§ **What is required**
Could you filter the records below down to the lines that include the word "allow"?

..........

PR #141, opened 2024-07-19
Add fields to Experiment document

vivtsai:
New fields include:
- publicName (string, shown to participants)
- description (string)
- tags (list of strings)
- author (string, experimenter ID)
- starred (map from experimenter ID string to boolean isStarred)

This PR currently only updates the backend; frontend UI controls will be added to enable setting experiment description, tags, etc.
This also formats experiment cards to show date.


lit/src/services/experiment_service.ts
```diff
@@ -13,7 +13,7 @@ import { FirebaseService } from "./firebase_service";
 import { RouterService } from "./router_service";
 
 import { Snapshot } from "../shared/types";
-import {
+  import {
```
cjqian, line 16: Nit

cjqian (approved):

lit/src/components/header/header.ts
```diff
@@ -117,7 +117,7 @@ export class Header extends MobxLitElement {
       || activePage === Pages.PARTICIPANT_SETTINGS) {
       return "Settings";
     } else if (activePage === Pages.EXPERIMENT) {
-      return "My Experiment";
+      return this.experimentService.experiment?.name ?? "Experiment";
```
cjqian, line 120: Excellent

PR #143, opened 2024-07-22
Update UX for configuring experiment metadata

vivtsai:
- Enable experimenters to set public name, description for experiments
- Refactor metadata config UI
- Only show "delete experiment" buttons when experimenters click to "edit"
- Fix small UX bugs (e.g., flex-shrink, chip height)
- Add small visual cues to frontend (e.g., indicator for lobby stage, experiment selection in sidenav)


cjqian (approved):
LGTM!

PR #145, opened 2024-07-24
Implement dynamic lobbies MVP.

### LINKED ISSUE #133: Implement dynamic lobbies / multi-part experiments

cjqian:
Fixes #133

- [x] Participants can join an experiment by navigating to the experimenter page (not in experimenter auth)
- [x] Experimenters can transfer participants from the lobby to other experiments

### DIFF
--- a/functions/src/endpoints/experiments.endpoints.ts
+++ b/functions/src/endpoints/experiments.endpoints.ts
@@ -235,14 +235,14 @@ export const createParticipant = onCall(async (request) => {
 
     // Create a new participant document
     const participantRef = experimentRef.collection('participants').doc();
-    const participantData: ParticipantProfile = {
+    const participantData: ParticipantProfile = data.participantData || {
       publicId: participantPublicId(experimentData.numberOfParticipants),
-      currentStageId,
+      currentStageId: currentStageId,
       pronouns: null,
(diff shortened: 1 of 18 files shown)


cjqian:
Uploading Screen Recording 2024-07-24 at 6.48.44 PM.mov…

vivtsai (commented):
Hi, this is awesome! A few things:

- Small bug with creating participants when participantData is null --> see [fix](https://github.com/PAIR-code/llm-mediation-experiments/commit/905b42df9e834eef686092cc3ac86e0116e2b73f)
- Could we move the "join experiment" logic under ParticipantService instead of in the profile_preview UI component?
- Similarly, I'm wondering if some of the participant creation should be under ParticipantService on frontend and/or participant.endpoints on backend instead of ExperimenterService and experiment.endpoints, respectively - though I do see that they're more configuration-related than "participating in experiment." Maybe we leave as-is but add some comments to explain why it's located where it is?
- When creating the multi-group experiments, could we start the other experiments as empty so that participants joining from lobby are the only ones?
- I also feel like it might be a good time to add a isLobby boolean to experiments—just since we are starting to have more logic around it (e.g., if isLobby, allow transfer of participants)

PR #146, opened 2024-07-25
Add discussed changes to lobby transfer implementation

vivtsai:
Changes discussed in #145:

https://github.com/user-attachments/assets/43e329ea-ee39-4e0a-b698-7f6d6b7d85fa

- create/delete functions have been refactored to services instead of UI components
- added isLobby field to experiment
- added transferConfig to experiment to specify the transfer experiment/participant IDs
- added button for participant to self-diretc themselves to the new experiment (once the experimenter has assigned it)
- deleteParticipant function is still present in experimenterService, but not called
- transferred participants are sorted at the bottom of experiment_preview page

Note that the following change has not yet been implemented:
- when creating multi-group (lobby) experiments, start all experiments with 0 participants (as lobby participants will self-join and non-lobby experiment participants will be assigned by experimenters)

### DIFF
--- a/functions/src/endpoints/experiments.endpoints.ts
+++ b/functions/src/endpoints/experiments.endpoints.ts
@@ -241,7 +241,7 @@ export const createParticipant = onCall(async (request) => {
     const participantRef = experimentRef.collection('participants').doc();
     const participantData: ParticipantProfile = {
       publicId: participantPublicId(experimentData.numberOfParticipants),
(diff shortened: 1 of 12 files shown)


cjqian (approved):
Wooohoooo amazing changes 💯💯💯💯

I will add the conditional start experiment logic with nThreshold and other changes discussed today.

PR #149, opened 2024-07-25
Make small group experiment UX changes

cjqian:
* Fix rendering progress bar in groups
* Add an option to wait for all participants to join when nMaxParticipants specified (checkbox in experiment config)
* Add relevant properties to transfer dashboard

Feel free to merge if it looks good!

### DIFF
--- a/functions/src/endpoints/experiments.endpoints.ts
+++ b/functions/src/endpoints/experiments.endpoints.ts
@@ -45,7 +45,7 @@ export const createExperiment = onCall(async (request) => {
     const document = app.firestore().collection(data.type).doc();
 
     await app.firestore().runTransaction(async (transaction) => {
-      const { name, publicName, description, tags, isLobby, group, numberOfParticipants, numberOfMaxParticipants } = data.metadata;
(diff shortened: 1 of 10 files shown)


vivtsai (commented):
This is fine with me for now, but it might be worth having an option to preview or view data from the pre-transfer (lobby) experiment (e.g., experimenters might want to look back on why they assigned specific participants to specific experiments). With this change there's now no easy way to route to the pre-transfer info—but we can also update that later :)

vivtsai:
> This is fine with me for now, but it might be worth having an option to preview or view data from the pre-transfer (lobby) experiment (e.g., experimenters might want to look back on why they assigned specific participants to specific experiments). With this change there's now no easy way to route to the pre-transfer info—but we can also update that later :)

Another option might be to keep the old preview (of lobby experiment), with a second button to route to the new experiment page (or directly into the preview as you have it now).

vivtsai (approved):

cjqian:
Good idea, added a second icon in the transfer case :)

PR #165, opened 2024-07-29
Update latest instructions and limit transfers to max experiments.

### LINKED ISSUE #160: Don't allow transfer to full experiments

cjqian:
Fixes #160 #132


vivtsai (commented):
Fixed bug with adding final stages—which was actually a bug regarding participant transfer (we want pre-lobby stages, answers, participant ID, etc. to be copied over to the post-lobby experiment).

PR #193, opened 2024-08-01
Adds configurable attention check module and fix some post-playtest bugs.

### LINKED ISSUE #177: Add custom Prolific codes for different cases

cjqian:
Fixes #177 #190 #187

### DIFF
--- a/lit/src/app.ts
+++ b/lit/src/app.ts
@@ -94,7 +94,7 @@ export class App extends MobxLitElement {
       case Pages.PARTICIPANT_STAGE:
         if (
           !this.authService.isExperimenter &&
-          this.experimentService.experiment?.attentionCheckParams
+          this.experimentService.experiment?.attentionCheckParams?.waitSeconds
         ) {
           return html` <attention-check-popup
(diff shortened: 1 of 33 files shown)


lit/src/app.ts
```diff
@@ -92,11 +92,15 @@ export class App extends MobxLitElement {
       case Pages.PARTICIPANT:
         return this.renderParticipantView(this.renderParticipant());
       case Pages.PARTICIPANT_STAGE:
-        // TODO: Ignore this for experimenters, and allow experimenters to add this.
-        if (false) {
+        if (
+          !this.authService.isExperimenter &&
```
vivtsai, line 96: What do you think about verifying "isExperimenter" (and maybe the attention check params?) inside the attention-check-popup component (so that it's not possible to render it for experimenters viewing things)? Just to specifically safeguard the popup against experimenters in preview mode (since we could use it in other locations later).

vivtsai: We can follow up with this refactor though!

cjqian: Done!

Issue #215, opened 2024-08-05
Add a note / or a feature to contact the experimenters on prolific


cjqian:

vivtsai:
Help text tooltip can be used for this.

PR #216, opened 2024-08-05
Fix WTL implementation bug, TOS rendering bug, and adjust LAS Prolific settings

### LINKED ISSUE #214: Fix drag-and-drop issue with election (unable to select)

vivtsai:
[x] Filtering ranking answers on the frontend prevents the full ranking list from being written on the backend, which in turn impacts which participants can be ranked (e.g., currenly unranked participants) on the frontend.
[x] Implement WTL algorithm
[x] Fixes the TOS rendering issue (double HTML conversion)
[x] Minor cosmetic changes, adding a "Contact experimenters" note (and attention check 90 -> 120)

Fixes #214 #213 #215 #216


functions/src/triggers/stages.triggers.ts
```diff
@@ -149,17 +149,47 @@ export const publishStageData = onDocumentWritten(
...
+        const stagesSnapshot = await app
+          .firestore()
+          .collection(`experiments/${experimentId}/stages`)
+          .get();
+        const wtlStageDoc = stagesSnapshot.docs
+          .map((doc) => doc.data())
+          .find((data) => data.kind === StageKind.WTLSurvey);
+
+        if (wtlStageDoc) {
+          const wtlDoc = await app
```
vivtsai, line 167: Can you get the wtlDoc from the stagesSnapshot.docs above? Rather than calling Firestore again?

functions/src/triggers/stages.triggers.ts
```diff
@@ -149,17 +149,47 @@ export const publishStageData = onDocumentWritten(
...
+            .firestore()
+            .doc(`experiments/${experimentId}/publicStageData/${wtlStageDoc.id}`)
+            .get();
+          const wtlData = wtlDoc.data() as WTLSurveyStagePublicData;
+
+          // Get the participant IDs of the top two WTL scores.
+          const pScores = wtlData.participantScores;
+          const wtlCandidates = Object.entries(pScores)
+            .sort(([, scoreA], [, scoreB]) => scoreB - scoreA)
+            .slice(0, 2)
```
vivtsai, line 177: What happens if multiple participants have the same high score (e.g., everyone puts 10)? If it's fine to randomly pick, then can we add a comment clarifying this is WAI?

functions/src/triggers/stages.triggers.ts
```diff
@@ -149,17 +149,47 @@ export const publishStageData = onDocumentWritten(
...
         participantRankings[participantPublicId] = data.rankings;
 
-        // TODO: When determining current leader,
-        // only use participants whose scores are in the top two
-        // for willingness to lead (WTL).
-        //
-        // Determine top two scores from WTL, then filter participantRankings
-        // by participants who have those scores.
-        const currentLeader = getCondorcetElectionWinner(participantRankings);
+        let currentLeader = getCondorcetElectionWinner(participantRankings);
```
vivtsai, line 155: Instead of calling this early, could we only call getConcorcetElectionWinner once determining which participants should be sent in? E.g., updating participantRankings if needed and then call at the end

functions/src/triggers/stages.triggers.ts
```diff
@@ -149,17 +149,47 @@ export const publishStageData = onDocumentWritten(
...
+          const wtlCandidates = Object.entries(pScores)
+            .sort(([, scoreA], [, scoreB]) => scoreB - scoreA)
+            .slice(0, 2)
+            .map(([id]) => id);
+
+          // Update participant rankings
+          const initialRankings = publicData.participantRankings;
+          initialRankings[participantPublicId] = data.rankings;
+
+          const filteredRankings: Record<string, string[]> = Object.fromEntries(
```
vivtsai, line 184: Is there a reason you're using a ranking done by the participant? Could we instead just grab the list of participants from experiment metadata? Asking because it's possible a participant ranking e.g., publicData.participantRankings[publicId] could be incomplete if an attention check is failed, etc.

functions/src/triggers/stages.triggers.ts
cjqian: Done

functions/src/triggers/stages.triggers.ts
vivtsai: Wait, ignore. I read `initialRankings[participantPublicId] = data.rankings;` backwards (or wrong) oops

functions/src/triggers/stages.triggers.ts
cjqian: Done!

functions/src/triggers/stages.triggers.ts
cjqian: I tried and it didn't quite work; we can look into this during the refactor.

..........

§ **Written reply**
- I also feel like it might be a good time to add a isLobby boolean to experiments—just since we are starting to have more logic around it (e.g., if isLobby, allow transfer of participants)
### LINKED ISSUE #160: Don't allow transfer to full experiments
-        // TODO: Ignore this for experimenters, and allow experimenters to add this.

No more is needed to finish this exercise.